• _About this exercise_
If a line of the records holds the word "example", copy it out.

[Start of Attachment]

PR #1676, opened 2020-05-04
Fix #1634

### LINKED ISSUE #1634: GCWeb forms use a signficiantly smaller font size than its standard font, can't be overridden

jkshapiro:
Temporary fix, until testing is completed on the change of 2018-11-28.

This PR introduces the .force-style-gcweb-current class which content authors can apply to forms, in order to maintain compliance with the Canada.ca design system.

### DIFF
--- a/src/_defaults.scss
+++ b/src/_defaults.scss
@@ -136,7 +136,7 @@ h1, .h1, h2, .h2, h3, .h3, h4, .h4, h5, .h5, h6, .h6
 	font-size: 16px;
 	line-height: 23px;
 }
-form:not(.force-style-gcweb-current) .btn:not(.btn-call-to-action), :not(.force-style-gcweb-current) .form-control {
+form:not(.force-style-gcweb-latest) .btn:not(.btn-call-to-action), :not(.force-style-gcweb-latest) .form-control {
 	padding: 6px 12px;
 }
 :not(.force-style-gcweb-current) legend {
--- a/src/_defaults.scss
+++ b/src/_defaults.scss
@@ -130,15 +130,16 @@ h1, .h1, h2, .h2, h3, .h3, h4, .h4, h5, .h5, h6, .h6
 
 /* Exclude temporary the form element from the font update, keep same style as before
  * - Rational: More testing and various adjustment need to be completed before to apply it
+ * - In the mean time, users can apply the class "force-style-gcweb-current" to the form
  */
-:not(#wb-srch) form, .checkbox, .checkbox-inline, .radio, .radio-inline, form .btn:not(.btn-call-to-action) {
+:not(#wb-srch) form:not(.force-style-gcweb-current), :not(.force-style-gcweb-current) .checkbox, :not(.force-style-gcweb-current) .checkbox-inline, :not(.force-style-gcweb-current) .radio, :not(.force-style-gcweb-current) .radio-inline, form:not(.force-style-gcweb-current) .btn:not(.btn-call-to-action) {
 	font-size: 16px;
 	line-height: 23px;
 }
-form .btn:not(.btn-call-to-action), .form-control {
+form:not(.force-style-gcweb-current) .btn:not(.btn-call-to-action), :not(.force-style-gcweb-current) .form-control {
 	padding: 6px 12px;
 }
-legend {
+:not(.force-style-gcweb-current) legend {
 	line-height: 1.65em;
 }
 
--- a/src/_defaults.scss
+++ b/src/_defaults.scss
@@ -132,7 +132,7 @@ h1, .h1, h2, .h2, h3, .h3, h4, .h4, h5, .h5, h6, .h6
  * - Rational: More testing and various adjustment need to be completed before to apply it
  * - In the mean time, users can apply the class "force-style-gcweb-current" to the form
  */
-:not(#wb-srch) form:not(.force-style-gcweb-current), :not(.force-style-gcweb-current) .checkbox, :not(.force-style-gcweb-current) .checkbox-inline, :not(.force-style-gcweb-current) .radio, :not(.force-style-gcweb-current) .radio-inline, form:not(.force-style-gcweb-current) .btn:not(.btn-call-to-action) {
+:not(#wb-srch) form:not(.force-style-gcweb-latest), :not(.force-style-gcweb-latest) .checkbox, :not(.force-style-gcweb-latest) .checkbox-inline, :not(.force-style-gcweb-latest) .radio, :not(.force-style-gcweb-latest) .radio-inline, form:not(.force-style-gcweb-latest) .btn:not(.btn-call-to-action) {
 	font-size: 16px;
 	line-height: 23px;
 }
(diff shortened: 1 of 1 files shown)


EricDunsworth:
@jkshapiro Btw you might want to consider adding "Fix #1634" and "Close #1654" to the end of the OP. That'll link the PR to the issue it's fixing and cause it to automatically close your other PR upon merging.

What you have right now would close #1634 upon merging, but wouldn't of linked this PR to it and wouldn't of auto-closed #1654.

**More info:**
[GitHub Help: Linking a pull request to an issue](https://help.github.com/en/github/managing-your-work-on-github/linking-a-pull-request-to-an-issue)

EricDunsworth:
@jkshapiro Oh actually nevermind what I was saying about close syntax. Didn't realize you planned to leave #1654 open and make this PR a stop-gap measure. My bad :(.

duboisp:
Thanks @jkshapiro 
I like the approach, I just have a some concern about the actual CSS class named used because it will create a conflict if the form style change again (size or new flatten bigger checkbox for example). I am will look at it and propose something at the next Technical Review (next week)

duboisp:
Probably we can leverage the provisional feature to test it out and get early feedback on possible design layout issue or design challenge by authors.

jkshapiro:
@EricDunsworth thanks for the tip! You're right about my intention, but you're also right that I didn't know about the magic words. I appreciate the intel.

delisma:
> Thanks @jkshapiro
> I like the approach, I just have a some concern about the actual CSS class named used because it will create a conflict if the form style change again (size or new flatten bigger checkbox for example). I am will look at it and propose something at the next Technical Review (next week)

@jkshapiro Another comes to mind with the class name; when you mean -current, do you mean the latest styles? Which mean, should it be an evergreen class or would you rather have it frozen in time?

jkshapiro:
@delisma evergreen, until #1654 is implemented :-)

delisma:
> @delisma evergreen, until #1654 is implemented :-)

@jkshapiro So we should call it `.force-style-gcweb-latest` instead. It would convey that the styles are always at the cutting edge.

jkshapiro:
Works for me

GormFrank:
Just tested and everything looks good with the class, except for the fact that the file input looks a bit silly with the bigger font:
file-input

delisma:
> Just tested and everything looks good with the class, except for the fact that the file input looks a bit silly with the bigger font:
> file-input
> (Taken from the [Form valid demo](https://wet-boew.github.io/themes-dist/GCWeb/demos/formvalid/formvalid-en.html) page with the class `.force-style-gcweb-current` applied)

The WET-BOEW definitely needs an upload file plugin or custom style.

src/_defaults.scss
```diff
@@ -130,15 +130,16 @@ h1, .h1, h2, .h2, h3, .h3, h4, .h4, h5, .h5, h6, .h6
 
 /* Exclude temporary the form element from the font update, keep same style as before
  * - Rational: More testing and various adjustment need to be completed before to apply it
+ * - In the mean time, users can apply the class "force-style-gcweb-current" to the form
  */
-:not(#wb-srch) form, .checkbox, .checkbox-inline, .radio, .radio-inline, form .btn:not(.btn-call-to-action) {
+:not(#wb-srch) form:not(.force-style-gcweb-current), :not(.force-style-gcweb-current) .checkbox, :not(.force-style-gcweb-current) .checkbox-inline, :not(.force-style-gcweb-current) .radio, :not(.force-style-gcweb-current) .radio-inline, form:not(.force-style-gcweb-current) .btn:not(.btn-call-to-action) {
```
delisma, line 135:
```suggestion
:not(#wb-srch) form:not(.force-style-gcweb-latest), :not(.force-style-gcweb-latest) .checkbox, :not(.force-style-gcweb-latest) .checkbox-inline, :not(.force-style-gcweb-latest) .radio, :not(.force-style-gcweb-latest) .radio-inline, form:not(.force-style-gcweb-latest) .btn:not(.btn-call-to-action) {
```

src/_defaults.scss
```diff
@@ -130,15 +130,16 @@ h1, .h1, h2, .h2, h3, .h3, h4, .h4, h5, .h5, h6, .h6
...
 	font-size: 16px;
 	line-height: 23px;
 }
-form .btn:not(.btn-call-to-action), .form-control {
+form:not(.force-style-gcweb-current) .btn:not(.btn-call-to-action), :not(.force-style-gcweb-current) .form-control {
```
delisma, line 139:
```suggestion
form:not(.force-style-gcweb-latest) .btn:not(.btn-call-to-action), :not(.force-style-gcweb-latest) .form-control {
```

src/_defaults.scss
```diff
@@ -130,15 +130,16 @@ h1, .h1, h2, .h2, h3, .h3, h4, .h4, h5, .h5, h6, .h6
...
 	padding: 6px 12px;
 }
-legend {
+:not(.force-style-gcweb-current) legend {
```
delisma, line 142:
```suggestion
:not(.force-style-gcweb-latest) legend {
```

jkshapiro:
Thank you for the review @delisma

src/_defaults.scss
```diff
@@ -130,15 +130,16 @@ h1, .h1, h2, .h2, h3, .h3, h4, .h4, h5, .h5, h6, .h6
...
 	line-height: 23px;
 }
-form .btn:not(.btn-call-to-action), .form-control {
+form:not(.force-style-gcweb-latest) .btn:not(.btn-call-to-action), :not(.force-style-gcweb-latest) .form-control {
 	padding: 6px 12px;
 }
-legend {
+:not(.force-style-gcweb-latest) legend {
 	line-height: 1.65em;
 }
```
EricDunsworth, line 144: @duboisp Should this selector be dropped?

GCWeb already contains a selector that sets the ``main`` element's default ``line-height`` to 1.65em:
https://github.com/wet-boew/GCWeb/blob/7b2164a252d4313b00be3d4964668fcf6e0c06f5/src/_defaults.scss#L22

So assuming GCWeb doesn't use any legends outside of its ``main`` element, this selector (both the old and updated versions) is redundant.

EricDunsworth, line 144: @duboisp Should this selector be dropped?

GCWeb already contains a selector that sets the ``main`` element's default ``line-height`` to 1.65em:
https://github.com/wet-boew/GCWeb/blob/7b2164a252d4313b00be3d4964668fcf6e0c06f5/src/_defaults.scss#L22

So assuming GCWeb doesn't use any legends outside of its ``main`` element, this selector (both the old and updated versions) is redundant.

EricDunsworth:
@duboisp What would you think of a selector along these lines?
```css
```

duboisp:
FYI - as discussed at the technical review, @EricDunsworth will check and try a similar but different approach where the need would be still met.

jkshapiro:
Thank you very much @duboisp and @EricDunsworth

[End of Attachment]

• _Your solution_
I like the approach, I just have a some concern about the actual CSS class named used because it will create a conflict if the form style change again (size or new flatten bigger checkbox for example). I am will look at it and propose something at the next Technical Review (next week)
> I like the approach, I just have a some concern about the actual CSS class named used because it will create a conflict if the form style change again (size or new flatten bigger checkbox for example). I am will look at it and propose something at the next Technical Review (next week)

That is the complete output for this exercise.